7. How attractive a person was Lucy, a good woman, competent in her work, curious about Karl, succumbing to the trip, changing her mind, wary of Mitch, attracted towards him? Karl pursuing her and her feeling that she knew him, consenting to marry him? Her motivation, trying to build him up? The honeymoon and its joy, the apprehension about the gun? Her response to her father-in-law and the acceptance in the house? The taunts of Mary Lee? Her experience of Karl’s change and her not being able to understand? Her achievement within the family, her being hurt? The temptation to go with Mitch? The importance of her pregnancy, the miscarriage? The impact of the
court sequence, ultimate happiness? A portrait of' a good woman of a soap opera?
8. Mitch as the hero? His childhood background, place in tha Hadley family, being relied on by the father, a bad comparison with Karl? His own father and his frankness with him. his attraction Lucy, yet missing his chance at the beginning by suspecting his competence in work? His concealing his love but telling the truth to his father? The various details in which he helped Mr Hadley, his rescuing of Karl from brawls and drunkenness, rescuing Mary Lee from the police? His appropriate decision to go away, his anger with Karl, the circumstantial evidence, his becoming a victim of Karl and of Mary Lee, especially the blackmail? The court sequence and its suspense, his vindication?
9. Karl and Mary Lee, the family background and their wealth, the town named after them, their being able to buy anything and being saved from anything? Disappointment to their parents, sense of rivalry, the desperate nature of their loneliness? Drink and the film's comment on family and wealth? The father and his anger at the young man who accused Mary Lee of being a tramp?

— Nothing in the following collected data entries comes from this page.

PR #409, opened 2026-06-29
WIP: Rework inference

tiif:
## What does this PR do?

Refactor how we handle substitution. Don't review it yet, it's still WIP, push this so it is easier to read and fetch. 

## AI disclosure

* I did not use any AI tools


tiif:
This is mostly ok, there are a few questions left:

1. should we keep ``seq``? I initially thought we no longer need ``seq`` as we always apply the substitution in ``prove``, but there are some other places (``zip`` and ``for_all``) that still use ``seq`` in a way that couldn't be replaced with ``prove``. 
2. I think we should update the variable field in ``Env`` when calling ``add_substitution``? Do we have assumption such as every variable there is unique?

crates/formality-rust/src/prove/prove/prove/env.rs
```diff
@@ -355,6 +471,9 @@ impl Env {
             bias: self.bias,
             pending: vs.apply(&self.pending),
             allow_pending_outlives: self.allow_pending_outlives,
+            known_true: self.known_true,
+            // TODO: tiif thinks we need to update the substitution here, but tiif might be wrong
+            substitution: vs.apply(&self.substitution()),
```
tiif, line 476: Is this correct?

*[View changes since the review](https://triagebot.infra.rust-lang.org/gh-changes-since/rust-lang/a-mir-formality/409/c8e57e72bbd4b5c959838b9d6170258af9bbbff5..845edbb2cf2b6f05946dc5dd56d3cabe4806d2fe)*

crates/formality-rust/src/prove/prove/prove/prove_wc.rs
```diff
@@ -78,96 +75,96 @@ judgment_fn! {
...
 
         (
             (i in decls.neg_impl_decls(&trait_ref.trait_id))
             (let (env, subst) = env.existential_substitution(&i.binder))
             (let i = i.binder.instantiate_with(&subst).unwrap())
-            (prove(decls, env, assumptions, Wcs::all_eq(&trait_ref.parameters, &i.trait_ref.parameters)) => c)
-            (prove_after(decls, c, assumptions, &i.where_clause) => c)
+            (prove(decls, env, assumptions, Wcs::all_eq(&trait_ref.parameters, &i.trait_ref.parameters)) => env)
+            // TODO: check the correctness of this?
+            (prove(decls, env, assumptions,  &i.where_clause) => env)
```
tiif, line 102: It seems weird to have two proves, but this is basically extracting the previous logic. 

*[View changes since the review](https://triagebot.infra.rust-lang.org/gh-changes-since/rust-lang/a-mir-formality/409/c8e57e72bbd4b5c959838b9d6170258af9bbbff5..845edbb2cf2b6f05946dc5dd56d3cabe4806d2fe)*

PR #430, opened 2026-07-09
Optional else branch

### LINKED ISSUE #429: Make `else` branch optional in `if` statements
## Description

Currently, `if` statements in formality require an `else` branch:

```rust
#[grammar(if $condition $then_block else $else_block)]
If {
    condition: Expr,
    then_block: Block,
    else_block: Block,
},
```

We should make the `else` optional — `if condition { ... }` without an else should be valid (with the else branch implicitly being `{}`/unit).

## Mentoring notes

**Where to start:**

Look at `crates/formality-rust/src/grammar/expr/mod.rs` around line 50.

**Options:**
1. Make `else_block` an `Option<Block>` and adjust the grammar annotation
2. Or keep two variants: `If` (with else) and `IfNoElse` (without), where `IfNoElse` desugars to `If` with an empty block

Option 1 is cleaner. You'll need to check if the `#[grammar(...)]` macro supports optional fields — if not, you may need a custom parse impl.

**Things to consider:**
- An `if` without `else` has type `()` — the then-branch must also have type `()` (or be a statement context)
- The borrow checker needs to handle the case where only one branch exists (the "else" path is implicitly "do nothing")
- Update the type checker and borrow checker to handle `None` for the else block

**Steps:**
1. Change the grammar to make else optional
2. Update type checking — if no else, the if-expression has type `()`
3. Update borrow checker — at join point, the "else" path has the same state as before the `if`
4. Add tests: `if` with and without else

gmemuriuki:
## What does this PR do?

Closes #429

Change the behavior of an if statement requiring an else statement by making the else statement optional through changing the grammar definition for the If statement. 
Create a small implementation for the Block in order to create an empty block for desugaring the empty else block.

Add a else_block variable in the judgement_fn! for the if rule to ensure that the block is not an option but either an empty block or a block in nll. Same thing to the codegen judgement_fn!

Change the macro since with the old macro, after else was consumed the parser tried Option<Block> which can succeed with either Some(block) or None, so `if c {} else {}` had two valid parses ( the {} could be a separate block statement totally unrelated with else). Now the block is mandatory when else is seen. 

I've also changed the formality core parser regarding the `expect_keyword()` and `expect_keyword_in()` functions since they 'ate' the identifier even when not a keyword such that `if {} let z ..` broke. So fix to restore position on mismatch. I'm not sure if that is right. Is it?

I also did a textual `Option<T>` detection in macro, Is it ok?

## AI disclosure


crates/formality-core/src/parse/parser.rs
```diff
@@ -596,28 +596,37 @@ where
...
-                skip_whitespace(text0),
-                format!("expected `{}`", expected),
-            )),
+            _ => {
+                self.current_text = text0;
+                Err(ParseError::at(
+                    skip_whitespace(text0),
+                    format!("expected `{}`", expected),
+                ))
+            }
```
tiif, line 612: I don't understand the change here 🤔 

why are we adding ``self.current_text = text0;`` when we already have ``let text0 = self.current_text;`` on top? isn't ``self.current_text = text0;`` just a no-op?

tests/mir_typeck.rs
tiif, line 1: It's ok to not have this test in ``mir_typeck``, we already have plenty of optional else branch test in ``tests/borrowck``.

tiif (commented):
Thanks! I am not comfortable with reviewing the parsing part, @nikomatsakis's input will be appreciated. For the rest, it looks good to me, I just have two questions. 

*[View changes since this review](https://triagebot.infra.rust-lang.org/gh-changes-since/rust-lang/a-mir-formality/430/58e4bf41285eeba108e3ecf1db2ab583c1533523..b4054a628eb4d45d48746c8d8ff4806ca4b40cd3)*

tests/mir_typeck.rs
gme-muriuki: That's fine, I'll remove it.

crates/formality-core/src/parse/parser.rs
gme-muriuki: `identifier_like_string()` is mutating `self.current_text` -- it moves the cursor past the identifier before we compare it to expected (which happens in the match). So the `self.current_text = text0` is to return it to its original state when the match fails.

(I thought to include it so that if it is a desired behavior we do incorporate it if not, I can rework and get it out.)

gmemuriuki:
Thank you @tiif

crates/formality-rust/src/to_rust/syntax.rs
```diff
@@ -875,7 +875,7 @@ pub enum Stmt {
     If {
         condition: Expr,
         then_block: Block,
-        else_block: Block,
+        else_block: Option<Block>,
```
nikomatsakis:
```suggestion
        else_block: ElseBlock,
```

You know, we could do this:

```rust
#[term]
struct ElseBlock {
    block: Block,
}

impl Default for ElseBlock {
    fn default() -> Self { Block::empty() }
}
```

and then the rest of the code basically just do `else_block.block` and doesn't have to know if it was present or not.

nikomatsakis (changes requested):
I'm of two minds. On the one hand, I think these simplifications should take place elsewhere in a-mir-formality (i.e., be handled by an explicit desugaring step).

On the *other* hand, I think it's convenient, and fairly easy to support this kind of case,so maybe we should keep it. But what do you think about this simpler implementation? I'd be happier if it was "hidden" from the IR.

*[View changes since this review](https://triagebot.infra.rust-lang.org/gh-changes-since/rust-lang/a-mir-formality/430/58e4bf41285eeba108e3ecf1db2ab583c1533523..f721729fa37e7782a8f3abed340bc7c6dfae2d65)*

crates/formality-rust/src/to_rust/syntax.rs
gme-muriuki: That looks good. Shouldn't the struct elseblock be something like this:
```rust
#[term(else $block)]
struct ElseBlock {
  block: Block,
}
```

nikomatsakis (approved):
r+, this looks great

*[View changes since this review](https://triagebot.infra.rust-lang.org/gh-changes-since/rust-lang/a-mir-formality/430/2d1941e68e2f03ff2b49e2568232ce29b6a5021a..d6c7db5793dabf90e3c41010850f35f416ab8402)*

gmemuriuki:
Thanks

PR #434, opened 2026-07-13
fix: Accept Rust-style integer literal syntax like `17_u32`

### LINKED ISSUE #427: Improve integer literal syntax (`0_u32` instead of `0 _ u32`)
## Description

Currently, integer literals in formality tests must be written as `0 _ u32` (with spaces around the underscore). This is awkward — we should support `0_u32` to match Rust's actual literal syntax.

The grammar annotation is in `crates/formality-rust/src/grammar/expr/mod.rs`:

```rust
/// `42_u32`
///
/// A scalar literal.
#[grammar($value _ $ty)]
Literal { value: usize, ty: ScalarId },
```

The comment already says `42_u32` but parsing actually requires spaces: `42 _ u32`.

## Mentoring notes

**Where to start:**

The issue is in how the `#[grammar($value _ $ty)]` macro expands — it treats `_` as a keyword token that requires whitespace around it. You likely need to write a custom parse impl (similar to how `&mut` types have custom parsing in `parse_impls.rs`) that parses `<digits>_<type-suffix>` as a single token without requiring spaces.

Look at:
- `crates/formality-rust/src/grammar/expr/mod.rs:127` — the current grammar annotation
- `crates/formality-core/` — how `#[grammar(...)]` works and how custom parse impls override it

**Steps:**
1. Write a custom parse impl for `Expr::Literal` that accepts both `0_u32` and `0 _ u32`
2. Update the debug/display impl if needed
3. Update tests to use the nicer syntax

gmemuriuki:
## What does this PR do?
Extract `Literal` into its own struct with a handwritten parser that accepts both `22_u32` and `22 _ u32`.

Update all the tests to use the nicer syntax for integer literal.

Closes #427

I've extracted the Literal enum variant into its own struct with term and customize macro while the Literal enum tuple has a cast macro.

Handwrite a parser that implements `CoreParse<FormalityLang>` trait, with the parse function implementation allowing both `22_u32` and `22 _ u32`. Use Parser::single_variant() a shorthand to create a parser for a  nonterminal with single variant.
The implementation rejects `Bool` ScalarId. e.g `22_bool` or `22 _ bool`.

Question: What did I not do?

## AI disclosure


crates/formality-rust/src/check/borrow_check/nll.rs
```diff
@@ -417,7 +417,7 @@ judgment_fn! {
 
         (
             ------------------------------------------------------------ ("literal")
-            (borrow_check_expr(_env, _assumptions, state, Expr::Literal { value: _, ty }, _places_live_on_exit) => (ty, state))
+            (borrow_check_expr(_env, _assumptions, state, Expr::Literal(Literal { value: _, ty }), _places_live_on_exit) => (ty, state))
```
nikomatsakis:
```suggestion
            (borrow_check_expr(_env, _assumptions, state, Literal { value: _, ty }, _places_live_on_exit) => (ty, state))
```

we should be able to use upcasts so we can write the rule this way

*[View changes since the review](https://triagebot.infra.rust-lang.org/gh-changes-since/rust-lang/a-mir-formality/434/0f2ec7f531c2fecdf49b690eff7e2e6e868a35b8..cb2788c15b6f210478aabd9adabfbedf857585ec)*

crates/formality-rust/src/codegen/mod.rs
```diff
@@ -231,7 +231,7 @@ judgment_fn! {
         (
             (let code = cfn.fresh_code_block())
             ---- ("literal")
-            (codegen_expr_into(global, cfn, scope, target, Expr::Literal { value, ty }) => (
+            (codegen_expr_into(global, cfn, scope, target, Expr::Literal( Literal{ value, ty })) => (
```
nikomatsakis: similarly here, we should be able to just write `Literal`

nikomatsakis (changes requested):
Let's fix the upcast issue, but otherwise, this looks great!

*[View changes since this review](https://triagebot.infra.rust-lang.org/gh-changes-since/rust-lang/a-mir-formality/434/0f2ec7f531c2fecdf49b690eff7e2e6e868a35b8..cb2788c15b6f210478aabd9adabfbedf857585ec)*

gmemuriuki:
Thanks for the review. I'm working on that and will have an updated PR soon

nikomatsakis (approved):

PR #435, opened 2026-07-15
Reject move from struct that implements drop

### LINKED ISSUE #422: Drop: no moving from a struct that implements Drop
## Description

The borrow checker must prevent moving individual fields out of a value whose type implements `Drop`. If you could move a field out, the `Drop` impl would run on a partially-moved value, which is unsound.

```rust
struct Foo { x: String, y: String }
impl Drop for Foo { ... }

fn bar(f: Foo) {
    let s = f.x;  // ERROR: cannot move out of `f.x` because `Foo` implements `Drop`
}
```

## Mentoring notes

**Where to start:**

This builds on the initialization/moves tracking (#296). Once we track moves at the place level, add an additional check: when moving from `place.field`, check whether `place`'s type implements `Drop`. If so, reject.

Write a judgment like `type_has_drop(decls, ty) => ()` that checks whether a type has a Drop impl. Because of the "always applicable" rules (enforced by the sibling issue), this is simpler than a full trait check — it's a binary predicate. Just search the declared impls for one whose trait is `Drop` and whose self type unifies with the struct. If such an impl exists, we know it matches (always-applicable guarantees it).

**Steps:**
1. Implement or wait for #296 (initialization/moves tracking)
2. Write the `type_has_drop` judgment — scan impl declarations for a `Drop` impl whose self type matches
3. When processing a move of `x.field`, look up the type of `x`
4. Call `type_has_drop` — if it succeeds, emit an error

kirloo:
## What does this PR do?

Resolves #422 

I reused the logic from `prove_ty_is_copy` for a function `prove_ty_is_drop` and added a predicate that `prove_ty_is_drop` should fail for the `TypedPlaceExpressionData::Field` branch of `prove_place_is_movable`.

`prove_ty_is_copy` and `prove_ty_is_drop` are nearly the same function, so maybe I could have refactored into a function like "prove_ty_is_trait".

## AI disclosure


nikomatsakis (changes requested):
[See comments on Zulip](https://rust-lang.zulipchat.com/#narrow/channel/402470-t-types.2Fformality/topic/Office.20hours/near/610807398). Let's restructure this like so:

* extend `TypedPlaceExpressionData::Field` with the `AdtId` and variant info
* write a helper on `Program` to search for an impl of `Drop` for a given adt, taking advantage that we don't care about where-clauses etc
* then in the rule we can just check like `(if let None = program.find_drop_impl(adt_id))`

*[View changes since this review](https://triagebot.infra.rust-lang.org/gh-changes-since/rust-lang/a-mir-formality/435/0f2ec7f531c2fecdf49b690eff7e2e6e868a35b8..416ce7f68b395ed70c44d8554bcb361dfa051c0d)*

kirloo:
@nikomatsakis I'm curious about what you think now. I had to split the `TypedPlaceExpressionData::Field` variant into two variants, `Field` and `TupleField`, since tuples don't have an `AdtId`.

nikomatsakis (approved):
This looks great @kirloo !

*[View changes since this review](https://triagebot.infra.rust-lang.org/gh-changes-since/rust-lang/a-mir-formality/435/0509b0ad62cb5366b17d2da2b84772cce074c9b5..d51deea214ad397fad52be6db9f3783cfdb82c4d)*

PR #431, opened 2026-07-10
Flatten prove::prove::prove module nesting (#418)

Mslady-jojo:
Problem

The `prove` module in `formality-rust` was nested three levels deep (`prove::prove::prove::*`), with `prove.rs` declaring a submodule `prove` (`prove/prove.rs`), which itself declared another submodule `prove` (`prove/prove/prove.rs`) containing the actual proving logic (`env`, `prove_eq`, `prove_wf`, `combinators`, etc). This meant every import path across the codebase had to spell out `crate::prove::prove::prove::X` or `crate::prove::prove::X` just to reach ordinary sibling items, with no corresponding conceptual separation to justify the extra layers.

What changed:

- Moved all files from `prove/prove/prove/*` and `prove/prove/*` up into `prove/*` directly (`git mv`, so history is preserved).
- Merged the two wrapper files (`prove/prove.rs` and `prove/prove/prove.rs`) directly into the top-level `prove.rs`, combining their `mod` declarations and `pub use` re-exports (de-duplicating overlapping re-exports like `Constrained`/`Constraints` and the negation functions, which were previously re-exported from two places).
- Updated all 48 call sites across the codebase (in `check/`, `codegen/`, `to_rust/`, `grammar/`, and within `prove/` itself) from `crate::prove::prove::X` / `crate::prove::prove::prove::X` to the flat `crate::prove::X`.
- Regenerated `expect_test` snapshots in `tests/basic_tests.rs` where the expected output embedded the old (now-changed) source file paths in panic/error messages. No logic or assertion values changed only the file path strings.
`cargo clippy --all-targets` : same pre-existing warning count as `main`; no new warnings introduced, and none touch files modified in this PR. Left untouched to keep this PR scoped to the module restructuring only.
This is a pure structural refactor no behavior changes.

PR #436, opened 2026-07-16
Enforce that Drop impls are in the ADT's defining crate

### LINKED ISSUE #421: Drop: enforce "always applicable" rules
## Description

We should enforce the rules that `Drop` can only be explicitly implemented on structs or enums in the same crate, and only when it is "always applicable."

"Always applicable" means: the impl's bounds must be implied by the struct's own bounds. For example:

```rust
struct Foo<T: Debug> { }

impl<T: Debug + Clone> Drop for Foo<T> { }  // ERROR: `Clone` is not always applicable
```

This is required because dropping happens implicitly — the compiler can't insert conditional drop calls based on whether extra bounds hold.

## Mentoring notes

**The core check:** Given a struct and its Drop impl, we want to prove:

```
for all struct parameters PS0...PSn:
    if struct where-clauses hold:
        exists impl parameters PI0...PIn:
            Struct<PS0..PSn> = impl Self type &&
            impl where-clauses are provable
```

In other words: for any valid instantiation of the struct, we can find an instantiation of the impl that matches. This ensures the Drop impl is "always applicable" — any time you can construct the struct, you can drop it.

**Where to start:**

1. Look at how trait impls are checked: `crates/formality-rust/src/check/impls.rs`
2. You'll need to assemble the proof goal above and prove it using the existing `prove` infrastructure
3. You'll also need to verify `Drop` is only implemented for types defined in the same crate
4. Look at rustc's implementation for reference: `rustc_hir_analysis::check::dropck`

**Test cases to add:**
- `Drop` impl with matching bounds → OK
- `Drop` impl with extra bounds → ERROR
- `Drop` impl for a type from another crate → ERROR

System625:
## What does this PR do?

Most of #421 already landed in #369 (commit 3a799923): `check_drop_impl_always_applicable` proves the "always applicable" goal and rejects non-struct/enum self types, with tests in `tests/drop.rs`. This PR adds the remaining piece: a `Drop` impl must live in the crate that defines the ADT. Previously that case was only rejected indirectly by the coherence orphan check, with a generic `is_local` error. Now it fails fast with a Drop-specific message: ``` `Drop` may only be implemented for types defined in the current crate: `MyStruct` is defined in crate `a` but the impl is in crate `b` ``` 
Also adds test coverage the issue asked for that was missing: enums (OK and extra-where-clause error) and a cross-crate OK case.
Closes #421. 

So basically, "any valid instantiation" just means: take the struct's generics/where-clauses as given (like `T: Clone` for `MyStruct<T>`), and treat `T` as some opaque type that only satisfies those bounds, nothing more, nothing less. We're not allowed to assume extra stuff about `T`.
For `prove_goal`, the checker only has the ADT's own where-clauses to work with. It asks the trait solver "can this type prove `Drop`?" by unifying the self type with `MyStruct<T>` and trying to prove it. If the impl needs something the struct's bounds don't already guarantee (say `T: Debug`), the proof fails, so the impl gets rejected. That's what "always applicable" means: the impl has to work for every valid `T`, not just some.
The actual new part in this PR: before running the checker, we figure out which crate owns the struct/enum, and require the `Drop` impl to live in that same crate. Previously this was only caught by the general orphan rule, and errors just talked about locality. Now we can point at coherence directly and name both crates.

## AI disclosure

### DIFF
--- a/crates/formality-rust/src/check/impls.rs
+++ b/crates/formality-rust/src/check/impls.rs
@@ -281,25 +281,45 @@ fn drop_impl_adt_id(trait_impl: &TraitImpl) -> Fallible<AdtId> {
     Ok(adt_id.clone())
 }
 
+/// Check that a `Drop` impl declared in crate `crate_id` is for an ADT defined in that
+/// same crate.
+fn check_drop_impl_in_defining_crate(
+    program: &Program,
+    adt_id: &AdtId,
+    crate_id: &CrateId,
+) -> Fallible<ProofTree> {
+    let defining_crate = program.program().crate_defining_adt(adt_id)?;
+    if defining_crate != crate_id {
+        bail!(
+            "`Drop` may only be implemented for types defined in the current crate: \
+            `{adt_id:?}` is defined in crate `{defining_crate:?}` but the impl is in crate `{crate_id:?}`"
+        );
+    }
+    Ok(ProofTree::leaf("check_drop_impl_in_defining_crate"))
+}
+
 judgment_fn! {
     /// Check that a `Drop` impl is "always applicable": for any instance of the ADT
     /// (with its where-clauses satisfied), the Drop impl must apply.
     pub(super) fn check_drop_impl_always_applicable(
         program: Program,
         trait_impl: TraitImpl,
+        crate_id: CrateId,
     ) => () {
-        debug(program, trait_impl)
+        debug(program, trait_impl, crate_id)
 
         (
             (if **trait_impl.trait_id() != *"Drop")!
             ---- ("not a Drop impl")
-            (check_drop_impl_always_applicable(program, trait_impl) => ())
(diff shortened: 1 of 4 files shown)


nikomatsakis (approved):

System625:
@nikomatsakis the merge queue kicked this back out on a failing check. Root cause was a stale expect-test snapshot, not a real regression.

The drop_impl_enum_extra_where_clause test I added had its snapshot hard-coding the old prove/prove/prove/prove_via.rs:9 path. This branch was cut before #431 flattened the prove module, so my own CI passed against the old main, but the merge queue re-ran it against current main (where the path is now prove/prove_via.rs:8) and the snapshot no longer matched.

So i pusehd a fix by rebasing onto current main and regenerated the snapshot. Net change is a single line (:9 → :8 on that one test). it should be good to re-queue whenever you get a chance.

10. The relationship between Karl and Lucy, the flippant nature, the serious change, depression, the gun and drink, impotence, fighting and suspicion, the ultimate drive, death? The irony of Karl’s last words?
11. The importance of memories, especially the voice over with Mary Lee at the river? The explanation of her behaviour as an nymphomaniac, as a tramp? Her stories and her seducing of Karl’s judgment? The impact of her frenetic dance and the death of her father? Her behaviour before the court scene and the blackmailing, of Mitch? How convincing was her change of heart in the court?
12. How enjoyable are such American glossy films? Yet easy to take parables of happiness and unhappiness, wealth? Selfishness? The accidents of life?